You did predict being back in July before 

"see family and he can whine to them" ??? I laughed at this part so much, almost had a heart attack         

How's your "wardrobe" by the way? 

Best of luck


----------



## micki moo (Oct 26, 2009)

Hi Dead Guy

Its good to be back. I read some of your threads and you still make me laugh so much.

I knew it would be this year but it reallt depended on how well he got on here as to whether we stayed and my daughter finished school here or not. She is up for going, I dont want to have to spend any time here that I do not have to and as I said he as yet to find the 'milk and honey', so it is all working out well.

You know he will whine !!!!!!!!!!!!

Micki





DeadGuy said:


> Welcome back
> 
> You did predict being back in July before
> 
> ...


----------



## micki moo (Oct 26, 2009)

Sorry forgot to answer the bit about my wardrobes. We;; the clothes are going slowly, the charity shops love me, when we come in April I am bringing as much as I can and will leave it with his family.
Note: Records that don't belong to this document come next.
PR #4994, opened 2026-02-24
fix: populate required OpenResponses fields with non-null defaults

### LINKED ISSUE #4987: OpenResponses conformance: echo sampling parameters (temperature, top_p) as non-null in Responses API response

Part of #4986.

`temperature` and `top_p` are accepted as request inputs on the Responses API but are typed `float | None = None` in `OpenAIResponseObject`. The OpenResponses spec requires them as non-nullable numbers. Two changes are needed:

1. Give them non-null defaults in `OpenAIResponseObject`: `temperature: float = 1.0`, `top_p: float = 1.0`
2. Forward them from the streaming context in `_snapshot_response()` — they are available as `self.ctx.temperature` and `self.ctx.top_p` but are never set on the snapshot response object

**Files:**
- `src/llama_stack_api/openai_responses.py`
- `src/llama_stack/providers/inline/agents/meta_reference/responses/streaming.py`

OpenAI Responses API parity is crucial for LLS adoption. This is one of the gaps blocking the OpenResponses conformance suite from passing.

### Other thoughts

_No response_

### LINKED ISSUE #4988: OpenResponses conformance: make tool_choice, truncation, tools, background, service_tier non-nullable in Responses API response

Part of #4986.

The following fields exist in `OpenAIResponseObject` but are typed `| None = None`. The OpenResponses spec requires them as non-nullable fields with concrete values. When unset they serialize as `null`, which fails Zod schema validation.

Apply spec-compliant defaults:

| Field | Default |
|---|---|
| `tool_choice` | `"auto"` |
| `truncation` | `"disabled"` |
| `tools` | `[]` |
| `background` | `False` |
| `service_tier` | `"default"` |

**File:** `src/llama_stack_api/openai_responses.py`

OpenAI Responses API parity is crucial for LLS adoption. This is one of the gaps blocking the OpenResponses conformance suite from passing.

### Other thoughts

_No response_

### LINKED ISSUE #4990: OpenResponses conformance: make logprobs non-nullable on output text content parts

Part of #4986.

The OpenResponses spec's `outputTextContentSchema` requires `logprobs` as a non-nullable array. `OpenAIResponseOutputMessageContentOutputText` declares it as `list | None = None`, so it serializes as `null` and fails Zod validation.

Change the default to `[]` so the field is always present with a valid type:

```python
logprobs: list[OpenAITokenLogProb] = Field(default_factory=list)
```

**File:** `src/llama_stack_api/openai_responses.py`

OpenAI Responses API parity is crucial for LLS adoption. This is one of the gaps blocking the OpenResponses conformance suite from passing.

### Other thoughts

_No response_

cdoern:
# What does this PR do?

The OpenResponses conformance suite validates responses using strict Zod schemas. Several fields that the OpenAI spec marks as **optional** (omittable) are treated by OpenResponses as **required and non-nullable**. llama-stack was returning \`null\` for these fields, failing Zod validation before any semantic checks could run.

## Why not just change the schema types?

The Python schema in `openai_responses.py` is the source of truth for our generated OpenAPI spec, which is diffed against `openai-spec-2.3.0.yml` via `oasdiff --check-regression` in pre-commit. Changing a field from `list | None` to `list` (non-nullable) would alter the generated spec and lower our OpenAI conformance score.

**Example  `logprobs` on `OutputTextContent`:**

The OpenAI spec at `docs/static/openai-spec-2.3.0.yml` defines:

```yaml
OutputTextContent:
  properties:
    logprobs:
      items:
        $ref: '#/components/schemas/LogProb'
      type: array          # non-nullable when present
  required:
    - type
    - text
    - annotations          # logprobs is NOT required — field may be omitted
```

The OpenAI spec says: *if logprobs is present it must be an array, never null* but the field itself is optional (can be absent). Our old code returned `null`, which violates even the OpenAI spec. OpenResponses goes further and requires the field to always be present.

The fix: **keep the schema as `list | None = None`** (preserving our oasdiff baseline) but **always emit `[]` in construction code** when logprobs aren't available. This satisfies both: it's a valid non-null array per OpenAI spec, and it's always present per OpenResponses. The same rationale applies to every other field fixed in this PR.

## Fields fixed

For each field the schema definition is unchanged; only the construction code is updated to emit a concrete non-null default:

- `background`: always `False` for non-background responses (was `None`)
- `tool_choice`: defaults to `"auto"` when not specified (was `None`)
- `truncation`: defaults to `"disabled"` when not specified (was `None`)
- `service_tier`: defaults to `"default"` when not specified (was `None`)
-  `tools`: always an array; `available_tools()` already returns `[]` not `None`
- `temperature`: defaults to `1.0` when not specified (was `None`)
- `top_p`: defaults to `1.0` when not specified (was `None`)
- `logprobs`: always `[]` when not requested (was `None`, which also violates the OpenAI spec)

Closes #4987
Closes #4988
Closes #4990

## Test Plan

- Integration tests for all three modes (docker, library, server) with GPT provider pass
- `conformance.mdx` score is unchanged (no regression in OpenAI spec conformance)
- OpenResponses conformance test (informational) passes

### DIFF
--- a/src/llama_stack/providers/inline/agents/meta_reference/responses/streaming.py
+++ b/src/llama_stack/providers/inline/agents/meta_reference/responses/streaming.py
@@ -215,16 +215,21 @@ class StreamingResponseOrchestrator:
 
         # Create a completed refusal response
         refusal_response = OpenAIResponseObject(
+            background=False,
             id=self.response_id,
             created_at=self.created_at,
             model=self.ctx.model,
             status="completed",
             output=[OpenAIResponseMessage(role="assistant", content=[refusal_content], type="message")],
+            temperature=self.ctx.temperature if self.ctx.temperature is not None else 1.0,
+            top_p=self.ctx.top_p if self.ctx.top_p is not None else 1.0,
+            tools=self.ctx.available_tools(),
+            tool_choice=self.ctx.tool_choice or OpenAIResponseInputToolChoiceMode.auto,
+            truncation=self.truncation or "disabled",
             max_output_tokens=self.max_output_tokens,
             safety_identifier=self.safety_identifier,
-            service_tier=self.service_tier,
+            service_tier=self.service_tier or "default",
             metadata=self.metadata,
-            truncation=self.truncation,
             store=self.store,
             prompt_cache_key=self.prompt_cache_key,
         )
@@ -250,6 +255,7 @@ class StreamingResponseOrchestrator:
     ) -> OpenAIResponseObject:
         completed_at = int(time.time()) if status == "completed" else None
         return OpenAIResponseObject(
+            background=False,
             created_at=self.created_at,
             completed_at=completed_at,
             id=self.response_id,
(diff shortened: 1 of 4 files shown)


cdoern:
the only remaining failures are for missing fields which there are PRs open for:

#4814 
#4823 
#4830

Dead Guy - tell me please DVD players - how much there????

Thanks

micki



micki moo said:


> Hi Dead Guy
> 
> Its good to be back. I read some of your threads and you still make me laugh so much.
> 
> ...


----------



## MaidenScotland (Jun 6, 2009)

Hi Micki,

You can get dvd players here for 200 LE the basic type... tesco specials

Maiden


----------



## DeadGuy (Jan 22, 2010)

micki moo said:


> Sorry forgot to answer the bit about my wardrobes. We;; the clothes are going slowly, the charity shops love me, when we come in April I am bringing as much as I can and will leave it with his family.
> 
> Dead Guy - tell me please DVD players - how much there????
> 
> ...


I bet the charity shops are flooding with your cloths now  Not to mentions "shoes and bags"!!! (Though I doubt that any female would let any of her shoes or bags away that easily, except for the ones they hate )

About the DVD Players' prices in here, as MaidenScotland did mention, it goes between 150 to 400 L.E. , of course depending on it's quality and functions, but my personal advice is to buy from shops which are recognized by the manufacturers (Dealerships), not just any shop, and buy one of the "international brands" in here, not gonna mention any specific brand cause I don't wanna advertise any, but go for the Japanese ones, these people do know what they're doing when it comes to stuff like that 

Good luck


----------



## micki moo (Oct 26, 2009)

Thanks guys,

Hi Maiden how are you??

I am starting to look around and see what I can bring in April, other than clothes and shoes. We are also going to have a look around the shops to get an idea of prices etc.

Other than some bits in my kitchen which I will get hubby to carry through as hand luggage (he doesn't know this yet!!!!!) I really dont think I want anything from here, this comment did not include my shoes and bags of course. Although you will be pleased to know I have stopped buying more - well actually thats a bit of a lie what I should have said is I have cut down on buying more. 

I know I will put a post for anyone that fancies a holiday in the UK they can help carry some back:clap2::clap2:

Micki



DeadGuy said:


> I bet the charity shops are flooding with your cloths now  Not to mentions "shoes and bags"!!! (Though I doubt that any female would let any of her shoes or bags away that easily, except for the ones they hate )
> 
> About the DVD Players' prices in here, as MaidenScotland did mention, it goes between 150 to 400 L.E. , of course depending on it's quality and functions, but my personal advice is to buy from shops which are recognized by the manufacturers (Dealerships), not just any shop, and buy one of the "international brands" in here, not gonna mention any specific brand cause I don't wanna advertise any, but go for the Japanese ones, these people do know what they're doing when it comes to stuff like that
> 
> Good luck


----------



## Beatle (Aug 14, 2009)

micki moo said:


> Hi all,
> 
> 
> 
> ...


Glad to hear he is now in the UK even if he doesn't like it!


----------



## DeadGuy (Jan 22, 2010)

micki moo said:


> Thanks guys,
> 
> .........................
> 
> ...



I've learned that when it comes to shopping or going for a holiday or anything like that, the main function of brothers, boyfriends and husbands are being a free CARRIER  

I know how it feels not to be able to quit buying shoes and bags! I need to learn how to quit smoking myself! So I won't nag you with this part 

Good luck figuring things out, it's not an easy thing to do, relocating I mean.


----------



## micki moo (Oct 26, 2009)

Hi

Thanks Beatle.

Dead Guy you are so right it is very hard. Going to start a new thread asking what people wish they had brought over but didn't then I can bring it - I know how selfish

Micki


----------